**DIRECTIONS:** Only a number is wanted: how many lines in the listing contain the word "need"?

++++ MATERIAL FOR THIS EXERCISE

PR #1913, opened 2018-05-14
Add implementation of String.repeat(count)

### LINKED ISSUE #1660: jdk11 add String.repeat(count)
http://cr.openjdk.java.net/~iris/se/11/build/latest/diffsFrom10%2b45/java/lang/String.html

Ali-Ni:
Add implementation of java.lang.String.repeat(count).
This is only for Java 11.

Closes #1660
    
### DIFF
--- a/jcl/src/java.base/share/classes/java/lang/String.java
+++ b/jcl/src/java.base/share/classes/java/lang/String.java
@@ -3847,7 +3847,49 @@ public final class String implements Serializable, Comparable<String>, CharSeque
 		}
 		return string;
 	}
-	/*[ENDIF] Java11*/
+
+	/**
+	 * Returns a string whose value is the concatenation of this string repeated
+	 * count times. 
+	 * 
+	 * @param count
+	 *            a positive integer indicating the number of times to be repeated
+	 * @return a string whose value is the concatenation of this string repeated count times
+	 * @throws IllegalArgumentException
+	 *             if the count is negative
+	 * @since 11
+	 */
+	public String repeat(int count) {
+		if (count < 0) {
+			throw new IllegalArgumentException();
+		} else if (count == 0 || isEmpty()) {
+			return "";
+		} else if (count == 1) {
+			return this;
+		}
+
+		int length = lengthInternal();
+		int repeatlen = length * count;
+
+		if (enableCompression && (null == compressionFlag || coder == LATIN1)) {
+			byte[] buffer = new byte[repeatlen];
+
+			for (int i = 0; i < count; i++) {
+				compressedArrayCopy(value, 0, buffer, i * length, length);				
+			}
+
+			return new String(buffer, LATIN1);
+		} else {
+			byte[] buffer = new byte[repeatlen * 2];
+
+			for (int i = 0; i < count; i++) {
+				decompressedArrayCopy(value, 0, buffer, i * length, length);				
+			}
+				
+			return new String(buffer, UTF16);
+		}
+	}
+	/*[ENDIF] Java11 */
 
 /*[ELSE] Sidecar19-SE*/
 	// DO NOT CHANGE OR MOVE THIS LINE
--- a/test/functional/Java11andUp/playlist.xml
+++ b/test/functional/Java11andUp/playlist.xml
@@ -24,32 +24,9 @@
 
 <playlist xmlns:xsi="http://www.w3.org/2001/XMLSchema-instance" xsi:noNamespaceSchemaLocation="../../TestConfig/playlist.xsd">
 	<test>
-		<testCaseName>StringvalueOfCodePoint_JDK11_CompactStrings_Enabled</testCaseName>
+		<testCaseName>String_CompactStrings</testCaseName>
 		<variations>
 			<variation>-XX:+CompactStrings</variation>
-		</variations>
-		<command>$(JAVA_COMMAND) $(JVM_OPTIONS) \
-			-cp $(Q)$(RESOURCES_DIR)$(P)$(TESTNG)$(P)$(TEST_RESROOT)$(D)GeneralTest.jar$(Q) \
-			org.testng.TestNG -d $(REPORTDIR) $(Q)$(TEST_RESROOT)$(D)testng.xml$(Q) -testnames Test_String \
-			-groups $(TEST_GROUP) \
-			-excludegroups $(DEFAULT_EXCLUDE); \
-			$(TEST_STATUS)
-		</command>
-		<levels>
-			<level>sanity</level>
-		</levels>
-		<groups>
-			<group>functional</group>
-		</groups>
-		<subsets>
-			<subset>SE110</subset>
-		</subsets>
-	</test>
-
-	<test>
-		<testCaseName>StringvalueOfCodePoint_JDK11_CompactStrings_Disabled</testCaseName>
-		<variations>
-			<variation>-XX:-CompactStrings</variation>
 		</variations>
 		<command>$(JAVA_COMMAND) $(JVM_OPTIONS) \
 			-cp $(Q)$(RESOURCES_DIR)$(P)$(TESTNG)$(P)$(TEST_RESROOT)$(D)GeneralTest.jar$(Q) \
--- a/test/functional/Java11andUp/src/org/openj9/test/java_lang/Test_String.java
+++ b/test/functional/Java11andUp/src/org/openj9/test/java_lang/Test_String.java
@@ -63,4 +63,41 @@ public class Test_String {
 			// Expected exception
 		}
 	}
+
+	/*
+	 * Test Java 11 method String.repeat(count)
+	 */
+	@Test(groups = { "level.sanity" })
+	public void testRepeat() {
+		String empty = "";
+		String latin1 = "abc123";
+		String nonLatin1 = "abc\u0153";
+		String str;
+
+		// Verify that correct strings are produced under normal conditions
+		Assert.assertTrue(latin1.repeat(3).equals("abc123abc123abc123"), "Repeat failed to produce correct string (LATIN1)");
+		Assert.assertTrue(nonLatin1.repeat(3).equals("abc\u0153abc\u0153abc\u0153"), "Repeat failed to produce correct string (non-LATIN1)");
+
+		Assert.assertTrue(empty.repeat(0) == empty, "Failed to return identical empty string - empty base (0)");
+		Assert.assertTrue(empty.repeat(2) == empty, "Failed to return identical empty string - empty base (2)");
+		Assert.assertTrue(latin1.repeat(0) == empty, "Failed to return identical empty string - nonempty base (0)");
+
+		// Verify that IllegalArgumentException is thrown for count < 0
+		try {
+			str = empty.repeat(-1);
+			Assert.fail("Failed to detect invalid count -1");
+		} catch (IllegalArgumentException e) {
+			// Expected exception
+		}
+
+		try {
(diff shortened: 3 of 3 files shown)


Ali-Ni:
This depends on #1786. fyi @pshipton. Tests will be added in a new pull request once the #1786 changes are merged.

jcl/src/java.base/share/classes/java/lang/String.java
```diff
@@ -857,47 +667,3874 @@ public String(char[] data) {
...
+	/**
+	 * Converts the specified object to its string representation. If the object is null answer the string {@code "null"}, otherwise use
+	 * {@code toString()} to get the string representation.
+	 *
+	 * @param value
+	 *			  the object
+	 * @return the object converted to a string
+	 */
+	public static String valueOf(Object value) {
+		return value != null ? value.toString() : "null"
```
pshipton: To include only for Java 11, put `/*[IF Java11]*/` before the method, and `/*[ENDIF]*/` afterwards. You can find other examples of this in this file. These are java preprocessor commands, this source is preprocessed to the correct level before being used for a Java version.

pshipton: Ha, I see its already included in a Java 11 block. Missed that at first.

pshipton:
Ideally the tests should be added in this same PR so they can be run as part of the testing done before this change is merged.

jcl/src/java.base/share/classes/java/lang/String.java
pshipton: Please create an appropriate description.

babsingh:
fyi - @tajila

tajila:
@Ali-Ni can you please rebase this PR, its hard to see what are your changes and what are other peoples commits

Ali-Ni:
Should I squash the implementation and tests into one commit or leave as is?

jcl/src/java.base/share/classes/java/lang/String.java
```diff
@@ -3827,7 +3827,51 @@ static String valueOfCodePoint(int codePoint) {
 		}
 		return string;
 	}
-	/*[ENDIF] Java11*/
+
+
```
fjeremic: Unnecessary double new line can be removed (similarly at the end of the function).

jcl/src/java.base/share/classes/java/lang/String.java
```diff
@@ -3827,7 +3827,51 @@ static String valueOfCodePoint(int codePoint) {
...
+			throw new IllegalArgumentException();
+		}
+		if (count == 1) {
+			return this;
+		}
+
+		int length = this.lengthInternal();
+		int repeatlen = length * count;
+
+		if (enableCompression && (null == compressionFlag || this.coder == LATIN1)) {
```
fjeremic: For consistency with all the other code in String.java I suggest we avoid the `this.` prefix for fields unless there is ambiguity.

jcl/src/java.base/share/classes/java/lang/String.java
```diff
@@ -3827,7 +3827,51 @@ static String valueOfCodePoint(int codePoint) {
...
+	 * 
+	 * @param count
+	 *            a positive integer indicating the number of times to be repeated
+	 * @return a string whose value is the concatenation of this string repeated count times
+	 * @throws IllegalArgumentException
+	 *             if the count is negative
+	 * @since 11
+	 */
+	public String repeat(int count) {
+		if (count < 0) {
```
tajila: what happens if the count is zero

test/functional/Java11andUp/src/org/openj9/test/java_lang/Test_String.java
```diff
@@ -63,4 +63,48 @@ public void testValueOfCodePoint() throws IllegalAccessException, IllegalArgumen
...
+			str = n.repeat(3);
+			Assert.fail("Repeat failed to throw NP exception");
+		} catch (NullPointerException e) {
+			// Expected exception
+		}
+
+		// Verify that a reference to the instance that called the function is returned for count == 1
+		Assert.assertTrue(populated.repeat(1) == populated, "Should be identical on count 1");
+	}
 }
```
pshipton: Please add a new line after }

jcl/src/java.base/share/classes/java/lang/String.java
Ali-Ni: If the count is zero then a byte array of length 0 is passed into the String constructor and an empty String is returned as desired. Should this be done more explicitly?

tajila: Ya, I think it would be beneficial to provide a faster path for `count ==0` as well as `this.equals("")` just like you have done for `count==1`

jcl/src/java.base/share/classes/java/lang/String.java
```diff
@@ -3827,7 +3827,49 @@ static String valueOfCodePoint(int codePoint) {
...
+		} else if (count == 0 || isEmpty()) {
+			return new String();
+		} else if (count == 1) {
+			return this;
+		}
+
+		int length = lengthInternal();
+		int repeatlen = length * count;
+
+		if (enableCompression && (null == compressionFlag || this.coder == LATIN1)) {
```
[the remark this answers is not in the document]
fjeremic: Yes please: https://github.com/eclipse/openj9/pull/1913#discussion_r189081984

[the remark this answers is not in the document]
Ali-Ni: [Done](https://github.com/eclipse/openj9/pull/1913/files#diff-6c803ce7e383eaf8ebe1e6771f5e5fe9R3854)

tajila:
@pshipton please review

jcl/src/java.base/share/classes/java/lang/String.java
```diff
@@ -3847,7 +3847,49 @@ static String valueOfCodePoint(int codePoint) {
...
+	 * @return a string whose value is the concatenation of this string repeated count times
+	 * @throws IllegalArgumentException
+	 *             if the count is negative
+	 * @since 11
+	 */
+	public String repeat(int count) {
+		if (count < 0) {
+			throw new IllegalArgumentException();
+		} else if (count == 0 || isEmpty()) {
+			return new String();
```
pshipton: Should this be a new String every time, or return "", which is the identical empty string every time.

test/functional/Java11andUp/src/org/openj9/test/java_lang/Test_String.java
```diff
@@ -63,4 +63,48 @@ public void testValueOfCodePoint() throws IllegalAccessException, IllegalArgumen
...
+		try {
+			str = populated.repeat(-3);
+			Assert.fail("Failed to detect invalid count -3");
+		} catch (IllegalArgumentException e) {
+			// Expected exception
+		}
+		
+		// Verify that NP exception is thrown as expected
+		try {
+			str = n.repeat(3);
```
pshipton: Its not harmful but this test isn't testing repeat().

test/functional/Java11andUp/src/org/openj9/test/java_lang/Test_String.java
```diff
@@ -63,4 +63,48 @@ public void testValueOfCodePoint() throws IllegalAccessException, IllegalArgumen
...
+			Assert.fail("Repeat failed to throw NP exception");
+		} catch (NullPointerException e) {
+			// Expected exception
+		}
+
+		// Verify that a reference to the instance that called the function is returned for count == 1
+		Assert.assertTrue(populated.repeat(1) == populated, "Should be identical on count 1");
```
pshipton: Please add a test for a String containing non-LATIN1 character(s).

jcl/src/java.base/share/classes/java/lang/String.java
pshipton: After determining the correct answer, add the case to the test suite.

pshipton:
@llxia any concerns with the tests?

test/functional/Java11andUp/src/org/openj9/test/java_lang/Test_String.java
```diff
@@ -63,4 +63,41 @@ public void testValueOfCodePoint() throws IllegalAccessException, IllegalArgumen
...
 		}
 	}
-}
\ No newline at end of file
+
+	/*
+	 * Test Java 11 method String.repeat(count)
+	 */
+	@Test(groups = { "level.sanity" })
+	public void testRepeat() throws IllegalAccessException, IllegalArgumentException, InvocationTargetException, NoSuchMethodException, SecurityException {
```
pshipton: Seems like this was copied from somewhere, not sure any of these exceptions need to be declared for this test.

test/functional/Java11andUp/playlist.xml
```diff
@@ -47,7 +47,7 @@
 	</test>
 
 	<test>
-		<testCaseName>StringvalueOfCodePoint_JDK11_CompactStrings_Disabled</testCaseName>
+		<testCaseName>String_JDK11_CompactStrings_Disabled</testCaseName>
```
llxia: There is no need to separate the test into two `<test>` if the only difference is the variation. We can use one `<test>` and two `<variation>`.

```
<test>
   <testCaseName>String_CompactStrings</testCaseName>
   <variations>
      <variation>-XX:+CompactStrings</variation>
      <variation>-XX:-CompactStrings</variation>
   </variations>
   ...
```
Also, please do not have JDK number in the test name, in case we need to run this test in JDK11+ in the future.

llxia:
Copyright check and Line Ending check failed due to git fetch issue. You can just push the change again to re-trigger the builds.

test/functional/Java11andUp/playlist.xml
```diff
@@ -24,31 +24,9 @@
 
 <playlist xmlns:xsi="http://www.w3.org/2001/XMLSchema-instance" xsi:noNamespaceSchemaLocation="../../TestConfig/playlist.xsd">
 	<test>
-		<testCaseName>StringvalueOfCodePoint_JDK11_CompactStrings_Enabled</testCaseName>
+		<testCaseName>String_CompactStrings</testCaseName>
```
pshipton: This test name is no longer appropriate since the test includes both compact and non-compact. I know Lan didn't like JDK11 in the name, but perhaps String_Java11andUp is appropriate. @llxia

fjeremic: I agree. IMO we should run the entire JCL_TEST_Java-Lang with compact strings enabled explicitly and disabled explicitly. Or at the very least run all the String, StringBuffer, StringBuilder, Integer, Long, and StringCoding tests in both variations.

pshipton: Makes sense, although if we run the entire JCL_TEST_Java-Lang a second time that may significantly increase the sanity build time.

pshipton: @Ali-Ni the summary of all this is that if you remove `<variation>-XX:-CompactStrings</variation>` this will be ready to merge.

Ali-Ni: Done

pshipton: > IMO we should run the entire JCL_TEST_Java-Lang with compact strings enabled explicitly and disabled explicitly

Created #2029

pshipton:
We don't have PR testing for Java 11 yet. The travis build succeeded, which seems sufficient.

++++++++

**RESPONSE TO THE EXERCISE:** 3